The power feed side was machined into what it is. Now it's deburred too. It's a cast aluminum part, and there's the bearing number for the handwheel just so it's saved for all time. Also found somebodies oops in the bearing housing.


----------



## jwmay (Sep 5, 2021)

This cleaned up nice.


----------



## Just for fun (Sep 5, 2021)

Looking good!


----------



## Mike23 (Sep 5, 2021)

Congratulations I just finished going through my SB that was in storage for 20+ years. I almost forgot how nice life is with a knee mill.  Mike


----------



## Weldingrod1 (Sep 5, 2021)

here's the core holes in the back of the knee. If you ever are in a position to see them on -your- mill, plug them! They let chips get on your bevel gears!

I'm knee deep adding/improving my Rockwell right now. Any interest I'm my posting the progress? You can see the new lube grooves and ports...
	

	
	
		
		

		
			





Sent from my SM-G892A using Tapatalk


----------



## jwmay (Sep 5, 2021)

Weldingrod1 said:


> Any interest I'm my posting the progress?

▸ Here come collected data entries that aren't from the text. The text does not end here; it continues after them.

PR #214, opened 2020-07-13
[EPO-3291] Consolidate QACalcs

georgegomez144:
- Equations live together once again.
- Broke out all the common functions into one file: index.jsx
- All custom calc data sits inside qaCalculatorsData.jsx
- Updated units (and equation conversions) to use <Unit /> component


src/components/qas/questions/qaCalculator/index.jsx
```diff
@@ -1,66 +1,246 @@
...
+      [activeClass]: hasFocus,
     });
+    const fieldClasses = classnames('qa-text-input', answeredClasses);
+    const labelClasses = classnames(calcLabel, answeredClasses);
+
+    const { inputs, equation } = this.calculator[questionType];
+    const FindEquation = equation || null;
 
-    const QACalc = this.calculators[questionType];
+    const isDistCalc = includes(questionType, 'DistanceCalculator');
```
blnkt, line 174: Not sure `includes` is necessary.  Should probably just be a normal comparison of strings if possible.  Additionally I'll point out that the need for this `isDistCalc` variable might bely one of the shortcomings of this approach.  For instance, what happens if there's another calculator with an expanding bit?

src/components/qas/questions/qaCalculator/qaCalculatorIcons.jsx
```diff
@@ -21,10 +21,9 @@ QACalculatorIcon.propTypes = {
 
 export const QACalculatorIconUnit = ({ unit, tiny, className }) => {
   return (
-    <span
-      className={classnames(icon, className, { [smallIcon]: !!tiny })}
-      dangerouslySetInnerHTML={renderDef(unit)}
-    />
+    <span className={classnames(icon, className, { [smallIcon]: !!tiny })}>
```
blnkt, line 24: If tiny is false by default I believe this can just be `classnames(icon, className, { [smallIcon]: tiny })` since even when not provided this prop would always be `true` or `false` right?

src/components/qas/questions/qaCalculator/qaCalculatorIcons.jsx
```diff
@@ -21,10 +21,9 @@ QACalculatorIcon.propTypes = {
 
 export const QACalculatorIconUnit = ({ unit, tiny, className }) => {
```
blnkt, line 22: Typically we've been writing React component filenames in CapitalCamelCase and reserving lowercaseCamelCase for vanilla js files (index.jsx files not withstanding).

src/components/qas/questions/qaCalculator/qaCalculatorsData.jsx
```diff
@@ -0,0 +1,120 @@
...
+import FindKineticEnergy from './equations/FindKineticEnergy';
+import {
+  getCalculatedMeasurementsForDistance,
+  calculateDiameter,
+  calculateKineticEnergy,
+  calculateCraterDiameter,
+} from './qaCalculatorUtilities';
+import { col50 } from './qaCalculator.module.scss';
+import Unit from '../../../charts/shared/unit';
+
```
blnkt, line 14: You're right.  This is not what I had in mind, but it certainly does a great job of consolidating the work and organizing information unique to each calculator in a manner that's both fairly readable, and fairly easy to update info in the future.  I think it's perhaps debatable whether this approach allows for greater flexibility.  And I think the Distance Calculator is a good example of how this: you had to create a condition outside of this system of calc definitions, that uses a hardcoded string value to conditionally render a pretty sizable chunk of mark up, a layout/style, I might add, I may already be anticipating using in the Impact Calculator.  Additionally, with this approach, if you want/need to change the name of a prop, you'll not only have to update it wherever that prop is used but also across this file as well.  I'm not suggesting this is a bad approach, I just want to recognize that it's not without its complications.

I think what I would have done is used the framework of react components as the organizational system.  So, rather than have a js object that represents the info unique to a calc, you would have had a React component for each calc that contains all the unique markup, styles, logic etc.  Any styles, logic, or markup not unique to the calc can be passed into it as props (in the traditional way or by way of a Higher Order Component), or live in a parent component itself (as you have done).  That would mean things like the active states, answerable, all the event handlers, some styles, some markup, etc.  And anything unique to a calc, like its form fields, markup, the math, how answers are presented, lives in its own component.  And in some cases, as you have done, even some of those unique things can be abstracted into their own reusable components (if sufficiently similar).  

I'm not at all suggesting you revisit this work to affect "how I would have done it," but I did want to share my perspective, and invite you to discuss it further if I have not well described my competing approach.

src/components/qas/questions/qaCalculator/qaCalculatorsData.jsx
```diff
@@ -0,0 +1,120 @@
...
+    },
+  ],
+};
+
+export const ImpactCalculator = {
+  value: {
+    craterDiameter: null,
+    density: null,
+    velocity: null,
+    asteroidDiameter: 156,
```
blnkt, line 92: typo?

src/components/qas/questions/qaCalculator/qaCalculatorIcons.jsx
```diff
@@ -33,7 +32,7 @@ QACalculatorIconUnit.defaultProps = {
 };
 
 QACalculatorIconUnit.propTypes = {
-  unit: PropTypes.string,
+  unit: PropTypes.oneOfType(PropTypes.string, PropTypes.object),
```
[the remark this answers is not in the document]
georgegomez144: I moved the `<Unit />` into the qaCalculatorIcons component and updated the code as needed. No longer need the `.oneOfType` prop.

src/components/qas/questions/qaCalculator/index.jsx
georgegomez144: I agree, as this was a thought of mine while I was updating this. I'm still not certain how I'd like to handle this going forward and thought that if the case ever came up I might have a better mind to solve this.

src/components/qas/questions/qaCalculator/qaCalculatorIcons.jsx
georgegomez144: solid catch here! Thank you!

src/components/qas/questions/qaCalculator/qaCalculatorIcons.jsx
georgegomez144: Updated 👍

src/components/qas/questions/qaCalculator/qaCalculatorsData.jsx
georgegomez144: yeah, it was apart of my testing...forgot about it. It has been updated now. 👍

src/components/qas/questions/qaCalculator/qaCalculatorsData.jsx
georgegomez144: I would love to see your perspective on this. I was very much stuck, in a way, that I was very uncomfortable with "how to do it the react way". The approach was not clear to me and I'm 100% certain that this could become even **MORE**, certainly **better and efficient**, if approached from the React view point. Something to discuss in our 2pm Thursday meeting.

src/components/qas/questions/qaCalculator/qaCalculatorIcons.jsx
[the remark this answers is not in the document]
blnkt: Oh ok I think maybe I understand you.  If it was the case that you were trying to set it up such that `unit` could be a string or an instance of `</Unit />` that doesn't sound unreasonable.  But even if that should be the case you should use either `node`, `element`, or even `instanceOf(Unit)`.  If that was your initial intent...

PR #228, opened 2020-07-24
[F] Control Panel Overlay

parkerkaufmann:


src/components/charts/colorMixingTool/index.jsx
```diff
@@ -232,24 +227,35 @@ class ColorTool extends React.PureComponent {
...
+            Reset
+          </Button>
         </div>
+        <Button
+          floating
+          className={panelClassName}
+          onClick={this.handleControlPanel}
+        >
+          {panelIsActive ? 'Off' : 'On'}
+        </Button>
```
georgegomez144, line 247: some css to help center your text:
```
padding: 0;
text-align: center;
```
You can apply these directly to the element via `style={{}}` or use a class. I would most likely suggest a class in this instance.

src/assets/stylesheets/_variables.scss
```diff
@@ -63,9 +63,13 @@ $chartColors: $chart0 $chart1 $chart2 $chart3 $chart4 $chart5 $chart6;
 $sliderTrackFillRed: red;
 $sliderTrackFillBlue: blue;
 $sliderTrackFillGreen: green;
+$sliderTrackFillPurple: violet;
+$sliderTrackFillCyan: cyan;
+$sliderTrackFillYellow: yellow;
+$sliderTrackFillOrange: orange;
```
georgegomez144, line 69: There might be a discussion later about the specific hex codes that will be used, but this is certainly great start and personally, I think these do just fine 👍

src/components/charts/colorMixingTool/color-tool.module.scss
```diff
@@ -48,7 +48,6 @@
 
 .images-container {
   position: relative;
-  height: 300px;
   padding: $minPadding;
   overflow: hidden;
 }
```
georgegomez144, line 53: There is some cool aspect-ratio stuff you can do with the code to keep a specific height regardless of width. It looks something like this:
```
.your-class-name {
  width: 100%;
  padding-top: 100%; // for 1:1 ratio
}
```
You can find some doc stuffs about [aspect ratio here](https://www.w3schools.com/howto/howto_css_aspect_ratio.asp)

PR #230, opened 2020-07-30
[EPO-3408] Added additional calculators and textual outputs

georgegomez144:
Add crater depth calcuator (values are calculating incorrectly)
Add richtor magnitude calculator
Add seismic damage textual output
Add air blast calculator (needs much more work)
Add textual output for air blast damage
Create ticket for the additional work not finish in this ticket.

Work finalized in this ticket.

### DIFF
--- a/src/components/qas/questions/qaCalculator/equations/FindImpactCrater.jsx
+++ b/src/components/qas/questions/qaCalculator/equations/FindImpactCrater.jsx
@@ -1,5 +1,8 @@
+/* eslint-disable react/no-array-index-key */
+/* eslint-disable react/no-danger */
 import React from 'react';
 import PropTypes from 'prop-types';
+import classnames from 'classnames';
 import { addTheCommas, formatValue } from '../../../../../lib/utilities.js';
 import { QACalculatorIcon, QACalculatorIconUnit } from '../qQaCalculatorIcons';
 import {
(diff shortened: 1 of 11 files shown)


src/components/qas/questions/qaCalculator/index.jsx
```diff
@@ -197,13 +212,18 @@ class QACalculator extends React.PureComponent {
                     <TextField
                       id={`text-input-${id}-${defaultValue}`}
                       data-testid={`qa-calc-input-${i}`}
-                      className={fieldClasses}
+                      data-default-value={defaultValue}
```
blnkt, line 215: I'm not sure what this prop is doing?

src/components/qas/questions/qaCalculator/index.jsx
```diff
@@ -197,13 +212,18 @@ class QACalculator extends React.PureComponent {
...
+                      })}
                       leftIcon={leftIcon}
                       rightIcon={rightIcon}
+                      label={inputLabel}
                       placeholder={placeholder}
                       lineDirection="center"
                       type="number"
-                      min="0"
+                      min={min}
+                      max={max}
```
blnkt, line 226: so good news/bad news.  The good news is you [preempted a comment I was going to make](https://jira.lsstcorp.org/browse/EPO-3501) regarding allowing a range of values as Lauren suggested: .  Excellent.  Bad News is these min/max props are not doing anything because a number input only cares about the min and max when you're iterating the number using the lil up and down arrows, or if the input is submitted as part of a form.  We never use a form element, and there is no submit, so the min and max are never honored.  

Now, we do control the onChange handler, and we can control the value attribute, so we could make this a "controlled" input and screen values against the min and max ourselves, but I have done that before on other projects and it always gets messy.  So, instead, I suggest we leave this as-is and I'm gonna backlog the ticket I made until we have a better idea about it.

src/components/qas/questions/qaCalculator/qaCalculatorUtilities.js
```diff
@@ -51,6 +51,63 @@ export const calculateKineticEnergy = ({ mass, velocity }) =>
 
 export const calculateMass = ({ density, volume }) => density * volume;
 
+export const calculateDestruction = () => {};
+
+export const calculateMinimumSafe = () => {};
+
```
blnkt, line 57: yes, you're right, we'll have to figure out what constitutes these definitions next.  Creating a ticket to update the Impact Calc with this info.  I think is as straightforward as us just deciding based on the damage descriptions what we (i.e. Lauren and Ardis) agree to be the "Area of Destruction" and "Minimum Safe Distance".

src/components/qas/questions/qaCalculator/qaCalculatorUtilities.js
```diff
@@ -64,5 +121,129 @@ export const calculateCraterDiameter = ({
...
+    '<em style="font-weight: 500;">IX.</em> General panic. Damage considerable in specially designed structures; well-designed frame structures thrown out of plumb. Damage great in substantial buildings, with partial collapse. Buildings shifted off foundations. Serious damage to reservoirs. Underground pipes broken. Conspicuous cracks in ground. In alluviated areas sand and mud ejected, earthquake fountains, sand craters.',
+    '<em style="font-weight: 500;">X.</em> Most masonry and frame structures destroyed with their foundations. Some well-built wooden structures and bridges destroyed. Serious damage to dams, dikes, and embankments. Large landslides. Water thrown on banks of canals, rivers, lakes, etc. Sand and mud shifted horizontally on beaches and flat land. Rails bent slightly.',
+    '<em style="font-weight: 500;">XI.</em> As X. Rails bent greatly. Underground pipelines completely out of service.',
+    '<em style="font-weight: 500;">XII.</em> As X. Damage nearly total. Large rock masses displaced. Lines of sight and level distorted. Objects thrown into the air.',
+  ];
+
+  return mercalliIntensity[Math.round(richterMagnitude)];
+};
```
blnkt, line 150: It's usually bad form to throw blocks of stringified html into an array like this.  I'd like to see this take a format more akin to the Air Blast damage descriptions.  Furthermore, I think that's pretty doable as I don't think the Mercalli Intensities are useful here.  A lot/everybody knows about the richter scale, so I thought it would be fun to include that number, but no one has ever heard of this other scale.  If you aren't having to bold the roman numerals are you then able to treat these descriptions the same way you did the air blast ones?

"As X." won't mean anything for the user since we are not (by design currently) giving them access to the with the full table of descriptions, so let's go ahead and replace both of those with the full description of "X": "Most masonry and frame structures destroyed with their foundations. Some well-built wooden structures and bridges destroyed. Serious damage to dams, dikes, and embankments. Large landslides. Water thrown on banks of canals, rivers, lakes, etc. Sand and mud shifted horizontally on beaches and flat land. Rails bent slightly" (and should be tweaked where appropriate to avoid redundant language).

And one more note here: I think your approach here (clever rounding + indexing + look up of the richter value) is probably why richter values are not lining up as they are in the the table (as notes in the main review comment).  I believe this approach would work if the descriptions lined up 1:1 with richter values, but there are jumps in terms of what ranges correspond to which ranges of intensities, so I think you are going to have to use an approach similar to what you're doing with the Air Blast look up.  Otherwise I do agree that if a richter rounds up or down only show that one corresponding mercalli description.

src/components/qas/questions/qaCalculator/tests/ImpactCalculator.test.js
```diff
@@ -21,35 +21,53 @@ test('ImpactCalculator renders with required props', () => {
...
   await waitFor(() => {
     expect(input1.value).toBe('1');
     expect(input2.value).toBe('3000');
     expect(input3.value).toBe('17');
-    expect(equationKE).toHaveTextContent('10.577 km');
+    expect(input4.value).toBe('200');
+    expect(equationImpact).toHaveTextContent('10.577 km');
+    expect(equationImpact).toHaveTextContent('3.74 km');
+    expect(equationImpact).toHaveTextContent(
+      'Richtor Magnitude at 200 km from impact: 5.6'
```
blnkt, line 60: Richter not Richtor.

src/components/qas/questions/qaCalculator/equations/FindImpactCrater.jsx
```diff
@@ -1,85 +1,180 @@
...
+            </span>
+          </p>
+        </div>
+      )}
+      {richterMagnitude && (
+        <div className={topSpacing}>
+          <hr />
+          <p>
+            <span className={boldText}>
+              Richtor Magnitude at {addTheCommas(observerDistance)}{' '}
```
blnkt, line 129: Richter not Richtor.

src/components/qas/questions/qaCalculator/index.jsx
georgegomez144: Yeah, I had something for this inside the onBlur handler and well, it wasn't updated after the input was changed...I wanted to look into it more, but decided not to at this time. Certain worth the visit down the road. There was much more work on this than you see now that i've ripped out.

src/components/qas/questions/qaCalculator/index.jsx
georgegomez144: I was using this for the min/max bits

src/components/qas/questions/qaCalculator/qaCalculatorUtilities.js
georgegomez144: calculating those values current eludes me, at the moment, but I'm sure as we approach this work it will become more clear.

src/components/qas/questions/qaCalculator/qaCalculatorUtilities.js
```diff
@@ -64,5 +122,180 @@ export const calculateCraterDiameter = ({
...
+    const { overPressure } = damage;
+    return overPressure <= airBlastOverPressure;
+  });
+
+  return filteredAirBlastDamage;
+};
+
+export const calculateAsteroidImpact = props => {
+  // console.log({ ...props });
+  const craterDiameter = calculateCraterDiameter(props);
```
blnkt, line 278: This is a neat trick with feeding in `props` and then spreading on the other side.  We don't make use of this trick too often (outside the obvious use in writing React components), and the reason for that is it can make it kinda challenging to trace relationships/interdependencies between methods.  I think your use here is shy of that line and A-ok, but I wouldn't recommend using this as a go to strat unless the method your giving props to spreads and then uses most of the props.  If you're spreading just to grab one or two things...well, maybe not totally justifiable.

src/components/qas/questions/qaCalculator/qaCalculatorsData.jsx
```diff
@@ -7,7 +7,7 @@ import {
   getCalculatedMeasurementsForDistance,
   calculateDiameter,
   calculateKineticEnergy,
-  calculateCraterDiameter,
+  calculateAsteroidImpact,
```
blnkt, line 10: Good call

src/components/qas/questions/qaCalculator/qaCalculatorUtilities.js
georgegomez144: Okay. I believe I did this just to get going. Felt smooth enough, but I do understand your point. I went ahead and updated all them to be explicit.

src/components/qas/questions/qaCalculator/qaCalculatorUtilities.js
```diff
@@ -64,5 +122,180 @@ export const calculateCraterDiameter = ({
...
+    {
+      id: 'XII',
+      range: [9, '+'],
+      description:
+        'As X. Damage nearly total. Large rock masses displaced. Lines of sight and level distorted. Objects thrown into the air.',
+    },
+  ];
+
+  return mercalliIntensity.filter(mi =>
+    includes(mi.range, Math.round(richterMagnitude))
```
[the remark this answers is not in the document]
georgegomez144: You were correct on this one. `inRange` was a much better function in this case.

src/components/qas/questions/qaCalculator/qaCalculatorUtilities.js
```diff
@@ -64,5 +120,191 @@ export const calculateCraterDiameter = ({
...
+    },
+    {
+      id: 'XI',
+      range: [8.5, 9],
+      description:
+        'Rails bent greatly. Underground pipelines completely out of service.',
+    },
+    {
+      id: 'XII',
+      range: [9, 20],
```
blnkt, line 202: If this is an arbitrary cut off at 20 let's go ahead and replace 20 with `Infinity` so the user always gets a description regardless of what huge richter value they manufacture.  If this 20 is an intentional hard cap then ignore this coment.

PR #231, opened 2020-07-30
[F] Add page numbers to header and table of contents

georgegomez144:
Used the pages' index (+ 1) and stored that in the pages array as 'pageNumber' before storing the pages into global store.

Used that pages array in the Table of contents simply by adding the new pageNumber index in the primaryText.

Pushed a filtered array of pages (only page.id and page.pageNumber) into the Header component. Used the 'lodash/find' to get the page from my new pages array and set that to a pageNumber variable that outputs ": Page {pageNumber}". Imported globalHistory from '@reach/router' and used it's location.pathname prop to catch the page url for the 'last-page' instance as well as the introduction page.

### DIFF
--- a/src/components/site/header/header.test.js
+++ b/src/components/site/header/header.test.js
@@ -14,11 +14,19 @@ test('Header renders without props', () => {
 
 test('Header Logo alt text is Investigation Title', () => {
   // Arrange
-  const { getByAltText, getByText } = render(<Header logo="fake/image/path" investigationTitle={testTitle} />);
+  const { getByAltText, getByText, queryByText } = render(<Header logo="fake/image/path" investigationTitle={testTitle} />);
   const logoLink = getByAltText(testTitle);
   // Assert
   expect(getByText(testTitle)).toBeInTheDocument();
+  expect(queryByText(`${testTitle}: Page`)).toBe(null);
   expect(logoLink).toBeInTheDocument();
+});
+
+test('Header renders page number if provided', () => {
+  // Arrange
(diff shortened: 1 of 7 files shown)


src/components/site/header/header.test.js
```diff
@@ -14,13 +14,21 @@ test('Header renders without props', () => {
 
 test('Header Logo alt text is Investigation Title', () => {
   // Arrange
-  const { getByAltText, getByText } = render(<Header logo="fake/image/path" investigationTitle={testTitle} />);
+  const { getByAltText, getByText, queryByText } = render(<Header logo="fake/image/path" investigationTitle={testTitle} />);
   const logoLink = getByAltText(testTitle);
   // Assert
   expect(getByText(testTitle)).toBeInTheDocument();
+  expect(queryByText(`${testTitle}: Page`)).toBe(null);
```
georgegomez144, line 21: Great solution

src/layouts/index.jsx
```diff
@@ -129,11 +124,10 @@ class Layout extends React.Component {
       <>
         <SEO title={investigation || 'Investigation'} />
         <Header
-          investigationTitle={investigationTitle}
+          {...{ investigationTitle, logo }}
+          pageNumber={this.getCurrentPageNumber()}
```
georgegomez144, line 128: I like this method much better.

src/state/GlobalStore.js
```diff
@@ -56,6 +56,13 @@ class GlobalStore {
         visitedPages: prevVisitedPages,
       } = global;
 
+      if (!pageId) {
+        return {
+          ...global,
+          pageId,
+        };
+      }
+
```
georgegomez144, line 65: this feels much better

PR #235, opened 2020-08-12
[EPO-3416] Add question numbers to investigations

georgegomez144:
When getting total qas on page, set questions numbers by page
Use stored qa number in global store to populate question number
Format and catch all breaking layouts within labels to have number sit
  next to first line in label

### DIFF
--- a/src/components/qas/styles.module.scss
+++ b/src/components/qas/styles.module.scss
@@ -13,3 +13,9 @@
     box-shadow: none;
   }
 }
+
+.label-with-number {
+  p:first-child() {
+    display: inline;
+  }
+}
--- a/src/containers/PageContainer.jsx
+++ b/src/containers/PageContainer.jsx
@@ -17,11 +17,22 @@ class PageContainer extends React.PureComponent {
       TwoCol,
       SingleCol,
     };
+
+    this.state = {
+      questions: null,
+    };
   }
 
   componentDidMount() {
     const { data } = this.props;
-    const { id } = data.allPagesJson.nodes[0];
+    const { id, questionsByPage: questions } = data.allPagesJson.nodes[0];
+    const { questionNumbersByPage } = this.global || {};
+    const questionNumbers = questionNumbersByPage[id];
+
+    this.setState(prevState => ({
+      ...prevState,
+      questions: this.getQuestionsWithNumbers(questionNumbers, questions),
+    }));
 
     this.dispatch.updatePageId(id);
   }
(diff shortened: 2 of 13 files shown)


src/state/GlobalStore.js
```diff
@@ -19,6 +19,7 @@ class GlobalStore {
       visitedPages: [],
       totalQAsByInvestigation: null,
       totalQAsByPage: null,
+      questionNumbersByPage: null,
```
blnkt, line 22: So this was the big thing.  You had this guy sitting out here going unused and it got me to thinking, yea, this is definitely where these page numbers should live, and they should be indexed by page Id, let's do that (instead of your kinda shoehorning the question numbers in amongst the totals and qa/page progress, which was also indexed by page id, so was a super convenient place to store this question numbering stuff, but it didn't really "belong").

src/layouts/index.jsx
```diff
@@ -66,6 +68,29 @@ class Layout extends React.Component {
...
+          return qNum;
+        });
+      } else {
+        qsByPage[id] = [];
+      }
+    });
+
+    return qsByPage;
+  }
+
```
blnkt, line 91: So here I updated your getPageNumbers method to do basically the same thing, just as a loop within the loop so we could get the question numbers for every page and then spit out an object where the page ids are the keys and the values are arrays of question numbers (or empty arrays).

src/containers/PageContainer.jsx
```diff
@@ -96,9 +118,9 @@ class PageContainer extends React.PureComponent {
             widgets,
             tables,
             images,
-            questions,
             answers,
             shared,
+            questions,
```
blnkt, line 123: this is another sticking point.  So you were running your getQuestionNumbers method inline here.  It's important to remember that any methods in the render method run every time the render method runs.  In this case that's quite often because it is responding to changes on the page like new/modified answers, and even questions getting their active state applied, and all manner of other stuff.  We couldn't expect our question numbers to change, so we should set once and forget about it.  So I added questions to this component's local state and do just that in the componentDidMount.

src/containers/PageContainer.jsx
```diff
@@ -46,6 +57,16 @@ class PageContainer extends React.PureComponent {
...
+  getQuestionsWithNumbers = (questionNumbers, questions) => {
+    if (!questions || !questionNumbers) return [];
+
+    questions.forEach((question, index) => {
+      question.number = questionNumbers[index];
+    });
+
+    return questions;
+  };
+
```
blnkt, line 69: basically what you had, just using it in a bit more straight forward way now that  we have this discreet object where we have arrays of question numbers organized by page id.

src/components/qas/styles.module.scss
```diff
@@ -13,3 +13,9 @@
     box-shadow: none;
   }
 }
+
+.label-with-number {
+  p:first-child() {
```
blnkt, line 18: don;'t think we need the `:global` in these cases because there is no global classname on our p tags to override...and I mostly tested this hypothesis...

PR #236, opened 2020-08-14
[EPO-3502] Update AirBlast descriptions

georgegomez144:
Organize descriptions by category within their damage ranges
Use Lodash's 'find' function to pull out first found in array
Push all responses into array and print them on screen


blnkt:
Good work!  Thank you for re-organizing this set of info to be more succinct and to the point.

PR #242, opened 2020-08-27
Saving ColorTool Data

parkerkaufmann:


src/containers/AstroToolContainer.jsx
```diff
@@ -1,48 +1,45 @@
...
+    const { questionId } = options || {};
+    const { answers } = this.props;
+    const answer = answers[questionId];
     API.get(source).then(response => {
       const { data } = response;
       this.setState(prevState => ({
         ...prevState,
         data,
         options,
+        selectedFilters: answer === undefined ? null : answer.data,
```
georgegomez144, line 28: This would be best written as:
```
...
selectedFilters: answer ? answer.data : null;
```

src/containers/AstroToolContainer.jsx
```diff
@@ -54,8 +51,8 @@ class AstroToolContainer extends React.PureComponent {
     const { data, options, selectedFilters } = this.state;
     const { filters, colorOptions, hexColors, galaxies, galaxyImgs } =
       data || {};
-    const { galaxyImg } = options || {};
-    console.log(selectedFilters);
+    const { galaxyImg, saveAnswer } = options || {};
```
georgegomez144, line 54: I'm thinking that instead of using `saveAnswer` as your flag, you can similarly us `questionId` and have that be your flag to trigger in the Color Tool whether or not to save the data.

src/data/pages/astronomical-color-image-1.json
```diff
@@ -22,7 +22,8 @@
       },
     "source":  "/data/filters/astro-filter.json",
     "options": {
-      "questionId": "21"
+      "questionId": "21",
+      "saveAnswer": true
```
georgegomez144, line 26: Which means you won't need to have the `saveAnswer` here any longer 👍

src/fragments/widgetOptions.js
```diff
@@ -46,5 +46,7 @@ export const widgetOptionsFragemnt = graphql`
     required
     defaultZoom
     galaxyImg
+    questionId
+    saveAnswer
```
georgegomez144, line 50: And you won't need to add `saveAnswer` here since you can use `questionId` as your flag.

PR #252, opened 2020-09-11
[EPO-3693] Size & Impact Calcs use meters NOT kms

blnkt:
Uses meters presentationally and for all applicable math;
Math dependent on unit specific constants and operations use properly converted values (i.e. honor existing units);
Fixes some minor rounding problems;

### DIFF
--- a/src/components/qas/questions/qaCalculator/equations/FindImpactCrater.jsx
+++ b/src/components/qas/questions/qaCalculator/equations/FindImpactCrater.jsx
@@ -3,7 +3,11 @@
 import React from 'react';
 import PropTypes from 'prop-types';
 import classnames from 'classnames';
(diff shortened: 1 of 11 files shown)


src/components/qas/questions/qaCalculator/equations/FindImpactCrater.jsx
```diff
@@ -119,7 +123,7 @@ export default function FindImpactCrater(props) {
           </p>
         </div>
       )}
-      {richterMagnitudeAtObserverDistance && (
+      {richterMagnitudeAtObserverDistance > 0 && (
```
georgegomez144, line 126: Nice solution here 👍

georgegomez144 (approved):

PR #274, opened 2020-09-28
[EPO-3479] Add css class to handle layout fix

georgegomez144:


blnkt:
This work does not address the issue at hand. what we would like to avoid is the layout break as seen in the attached screenshot.  I'm sorry if that was unclear in the ticket description.  If it's still unclear what the desired behavior is, shoot me a message and we can talk through it together.[](url)
Screen Shot 2020-09-28 at 12 10 00 PM

blnkt (changes requested):
This work does not address the issue at hand. what we would like to avoid is the layout break as seen in the attached screenshot.  I'm sorry if that was unclear in the ticket description.  If it's still unclear what the desired behavior is, shoot me a message and we can talk through it together.[](url)
Screen Shot 2020-09-28 at 12 10 00 PM

georgegomez144:
The update keeps the widget blinker from scaling past the toolbar/header. I adapted the layout to `overflow-x: auto` in the horizontal layout to help with that.
image

blnkt (approved):

PR #278, opened 2020-09-29
[EPO-3782] Fix introduction header increase issue

georgegomez144:


blnkt:
Good catch.  I went ahead and implemented this change across all investigations since it's heading that's in all of the investigations.  And I went ahead and included that work in #279 since it wasn't merged yet and already had a bunch of copy updates.  So gonna close this PR without merging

Yeah of course! You're doing the hard stuff! I'd love to read all about it. Thanks for showing the core holes. I didn't realize there were two.
 I'm just scrubbing mine clean as best I can so I can use it. I wish I had the skill and patience to do what you're doing. Probably not in the cards for me though. I need to get alot better at machining first. At this rate, I'll be out of time before I get that skill mastered. Lol


----------



## jwmay (Sep 5, 2021)

Well I'm close to closing the book on cleaning I hope.  Here's a day one and today picture.


----------



## jwmay (Sep 6, 2021)

There was about 8 Solo cups worth of chips up inside the knee. I don't want to remove it, so I fashioned a fancy bent hook, sat on my knees with a flashlight and dug "most" of it out. Here's a picture looking up in the knee casting, a picture of where the bevel gears are, and a couple pics of a contraption to separate the knee dial and crank from the carrier. All three pieces were seized together. It really seems like maybe this had cosmoline on it, and it was never cleaned off. It's obviously been used plenty. 
As for the bevel gears, I stuck my flexi spout oiler up in there and gave it a half dozen pumps. Hopefully that'll wash out any big chips left over.  I've got half a mind to drag a small coolant pump over and run a nozzle up in the casting and wash down all that stuff properly. But I doubt the other half of my mind will ever be that motivated. The mill lasted this long with no lube, maintenance or cleaning. It'll probably outlast me so long as I'm the one at the helm.
Credit where it's due, my digital images of the manual came from vintagemachinery.org.  It's also in the downloads section of this forum.


----------



## Weldingrod1 (Sep 7, 2021)

I found out why my sliding swarf guard got bent!!! I screwed up :-(
If you put them on backwards, they can -just- slide far enough so that the top guard gets hooked on the bottom of the saddle casting!
The photo is the correct direction!
	

	
	
		
		

		
		
	


	







Sent from my SM-G892A using Tapatalk


----------



## jwmay (Sep 7, 2021)

Since you brought that up, the manual states that you can expose the bevel gears for lubrication by sliding those covers. I've slid them every way I could think, and there's never an opening. Since yours is completely apart, do you see any way that can happen?


----------



## Weldingrod1 (Sep 7, 2021)

That means you have them on backwards :-(
I'll take a picture tomorrow. 

Here's where you want to put the hand wheel to tighten the mounting bolts.
	

	
	
		
		

		
		
	


	




Sent from my SM-G892A using Tapatalk


----------



## jwmay (Sep 8, 2021)

You're gonna end up making me take this whole thing apart I think. Haha.


----------



## Janderso (Sep 8, 2021)

Weldingrod1 said:


> Any interest in my posting the progress?


Keep em coming


----------



## Weldingrod1 (Sep 8, 2021)

Here you go!
	

	
	
		
		

		
			





Sent from my SM-G892A using Tapatalk


----------



## jwmay (Sep 8, 2021)

Thanks for that picture of the slides! 


Weldingrod1 said:


> Here's where you want to put the hand wheel to tighten the mounting bolts.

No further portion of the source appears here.